═════ DATA TO USE ═════

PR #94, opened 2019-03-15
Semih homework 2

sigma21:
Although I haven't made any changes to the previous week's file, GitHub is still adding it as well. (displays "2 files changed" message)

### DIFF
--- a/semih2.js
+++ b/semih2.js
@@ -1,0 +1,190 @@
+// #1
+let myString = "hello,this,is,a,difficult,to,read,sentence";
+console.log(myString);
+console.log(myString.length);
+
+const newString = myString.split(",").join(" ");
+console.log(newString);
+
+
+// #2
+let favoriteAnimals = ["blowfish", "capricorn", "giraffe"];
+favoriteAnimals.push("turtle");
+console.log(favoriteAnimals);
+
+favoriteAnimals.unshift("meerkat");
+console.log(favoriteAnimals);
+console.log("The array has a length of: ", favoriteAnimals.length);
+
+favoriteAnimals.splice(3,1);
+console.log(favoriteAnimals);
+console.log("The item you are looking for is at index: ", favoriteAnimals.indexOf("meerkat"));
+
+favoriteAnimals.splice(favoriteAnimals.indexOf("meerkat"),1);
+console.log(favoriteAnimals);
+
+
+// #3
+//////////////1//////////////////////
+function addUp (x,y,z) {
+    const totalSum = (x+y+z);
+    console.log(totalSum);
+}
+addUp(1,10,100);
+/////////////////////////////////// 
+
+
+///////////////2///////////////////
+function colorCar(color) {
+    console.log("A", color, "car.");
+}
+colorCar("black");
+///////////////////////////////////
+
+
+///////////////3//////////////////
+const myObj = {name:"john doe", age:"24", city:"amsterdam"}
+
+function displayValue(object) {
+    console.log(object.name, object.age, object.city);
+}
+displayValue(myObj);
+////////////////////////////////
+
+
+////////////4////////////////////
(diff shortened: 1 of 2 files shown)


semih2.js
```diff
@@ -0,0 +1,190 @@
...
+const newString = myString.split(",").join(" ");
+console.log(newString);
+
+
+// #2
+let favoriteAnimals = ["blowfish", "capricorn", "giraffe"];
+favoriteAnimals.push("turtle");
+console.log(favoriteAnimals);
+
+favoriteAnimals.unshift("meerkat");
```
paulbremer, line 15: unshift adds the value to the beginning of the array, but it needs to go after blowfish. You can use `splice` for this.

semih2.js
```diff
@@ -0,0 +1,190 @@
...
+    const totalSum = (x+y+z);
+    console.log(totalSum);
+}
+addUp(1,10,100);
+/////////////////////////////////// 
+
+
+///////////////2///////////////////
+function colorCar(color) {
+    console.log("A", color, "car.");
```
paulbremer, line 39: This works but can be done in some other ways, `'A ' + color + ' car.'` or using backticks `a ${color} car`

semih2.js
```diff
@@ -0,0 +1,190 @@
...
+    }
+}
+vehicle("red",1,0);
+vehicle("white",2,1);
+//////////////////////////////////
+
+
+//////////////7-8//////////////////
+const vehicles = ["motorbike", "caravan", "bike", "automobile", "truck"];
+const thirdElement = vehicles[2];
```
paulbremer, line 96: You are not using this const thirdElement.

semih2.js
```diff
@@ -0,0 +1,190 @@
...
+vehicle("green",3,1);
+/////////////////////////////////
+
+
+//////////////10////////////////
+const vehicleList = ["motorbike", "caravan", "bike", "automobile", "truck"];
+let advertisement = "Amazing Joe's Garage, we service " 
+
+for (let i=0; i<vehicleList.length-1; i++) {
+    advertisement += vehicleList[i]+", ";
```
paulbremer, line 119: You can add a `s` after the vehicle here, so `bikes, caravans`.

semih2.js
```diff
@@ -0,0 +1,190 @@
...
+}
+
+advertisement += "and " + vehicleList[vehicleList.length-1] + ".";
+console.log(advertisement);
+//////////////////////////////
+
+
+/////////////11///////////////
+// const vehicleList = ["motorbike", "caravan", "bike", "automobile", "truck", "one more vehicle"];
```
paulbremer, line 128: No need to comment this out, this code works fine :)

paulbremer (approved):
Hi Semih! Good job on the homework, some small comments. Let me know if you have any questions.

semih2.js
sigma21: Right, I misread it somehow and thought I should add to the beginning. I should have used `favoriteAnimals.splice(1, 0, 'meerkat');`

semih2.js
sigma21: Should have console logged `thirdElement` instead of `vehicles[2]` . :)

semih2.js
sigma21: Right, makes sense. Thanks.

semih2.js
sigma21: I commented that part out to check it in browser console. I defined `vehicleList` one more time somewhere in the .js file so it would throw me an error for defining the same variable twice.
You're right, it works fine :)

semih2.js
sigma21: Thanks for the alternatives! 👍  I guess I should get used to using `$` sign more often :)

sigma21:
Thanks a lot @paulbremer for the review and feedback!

═════

(ACTIVITY): Return every entry exactly; no line may be missing.

(OUTPUT):
PR #94, opened 2019-03-15
Semih homework 2

sigma21:
Although I haven't made any changes to the previous week's file, GitHub is still adding it as well. (displays "2 files changed" message)

### DIFF
--- a/semih2.js
+++ b/semih2.js
@@ -1,0 +1,190 @@
+// #1
+let myString = "hello,this,is,a,difficult,to,read,sentence";
+console.log(myString);
+console.log(myString.length);
+
+const newString = myString.split(",").join(" ");
+console.log(newString);
+
+
+// #2
+let favoriteAnimals = ["blowfish", "capricorn", "giraffe"];
+favoriteAnimals.push("turtle");
+console.log(favoriteAnimals);
+
+favoriteAnimals.unshift("meerkat");
+console.log(favoriteAnimals);
+console.log("The array has a length of: ", favoriteAnimals.length);
+
+favoriteAnimals.splice(3,1);
+console.log(favoriteAnimals);
+console.log("The item you are looking for is at index: ", favoriteAnimals.indexOf("meerkat"));
+
+favoriteAnimals.splice(favoriteAnimals.indexOf("meerkat"),1);
+console.log(favoriteAnimals);
+
+
+// #3
+//////////////1//////////////////////
+function addUp (x,y,z) {
+    const totalSum = (x+y+z);
+    console.log(totalSum);
+}
+addUp(1,10,100);
+/////////////////////////////////// 
+
+
+///////////////2///////////////////
+function colorCar(color) {
+    console.log("A", color, "car.");
+}
+colorCar("black");
+///////////////////////////////////
+
+
+///////////////3//////////////////
+const myObj = {name:"john doe", age:"24", city:"amsterdam"}
+
+function displayValue(object) {
+    console.log(object.name, object.age, object.city);
+}
+displayValue(myObj);
+////////////////////////////////
+
+
+////////////4////////////////////
(diff shortened: 1 of 2 files shown)


semih2.js
```diff
@@ -0,0 +1,190 @@
...
+const newString = myString.split(",").join(" ");
+console.log(newString);
+
+
+// #2
+let favoriteAnimals = ["blowfish", "capricorn", "giraffe"];
+favoriteAnimals.push("turtle");
+console.log(favoriteAnimals);
+
+favoriteAnimals.unshift("meerkat");
```
paulbremer, line 15: unshift adds the value to the beginning of the array, but it needs to go after blowfish. You can use `splice` for this.

semih2.js
```diff
@@ -0,0 +1,190 @@
...
+    const totalSum = (x+y+z);
+    console.log(totalSum);
+}
+addUp(1,10,100);
+/////////////////////////////////// 
+
+
+///////////////2///////////////////
+function colorCar(color) {
+    console.log("A", color, "car.");
```
paulbremer, line 39: This works but can be done in some other ways, `'A ' + color + ' car.'` or using backticks `a ${color} car`

semih2.js
```diff
@@ -0,0 +1,190 @@
...
+    }
+}
+vehicle("red",1,0);
+vehicle("white",2,1);
+//////////////////////////////////
+
+
+//////////////7-8//////////////////
+const vehicles = ["motorbike", "caravan", "bike", "automobile", "truck"];
+const thirdElement = vehicles[2];
```
paulbremer, line 96: You are not using this const thirdElement.

semih2.js
```diff
@@ -0,0 +1,190 @@
...
+vehicle("green",3,1);
+/////////////////////////////////
+
+
+//////////////10////////////////
+const vehicleList = ["motorbike", "caravan", "bike", "automobile", "truck"];
+let advertisement = "Amazing Joe's Garage, we service " 
+
+for (let i=0; i<vehicleList.length-1; i++) {
+    advertisement += vehicleList[i]+", ";
```
paulbremer, line 119: You can add a `s` after the vehicle here, so `bikes, caravans`.

semih2.js
```diff
@@ -0,0 +1,190 @@
...
+}
+
+advertisement += "and " + vehicleList[vehicleList.length-1] + ".";
+console.log(advertisement);
+//////////////////////////////
+
+
+/////////////11///////////////
+// const vehicleList = ["motorbike", "caravan", "bike", "automobile", "truck", "one more vehicle"];
```
paulbremer, line 128: No need to comment this out, this code works fine :)

paulbremer (approved):
Hi Semih! Good job on the homework, some small comments. Let me know if you have any questions.

semih2.js
sigma21: Right, I misread it somehow and thought I should add to the beginning. I should have used `favoriteAnimals.splice(1, 0, 'meerkat');`

semih2.js
sigma21: Should have console logged `thirdElement` instead of `vehicles[2]` . :)

semih2.js
sigma21: Right, makes sense. Thanks.

semih2.js
sigma21: I commented that part out to check it in browser console. I defined `vehicleList` one more time somewhere in the .js file so it would throw me an error for defining the same variable twice.
You're right, it works fine :)

semih2.js
sigma21: Thanks for the alternatives! 👍  I guess I should get used to using `$` sign more often :)

sigma21:
Thanks a lot @paulbremer for the review and feedback!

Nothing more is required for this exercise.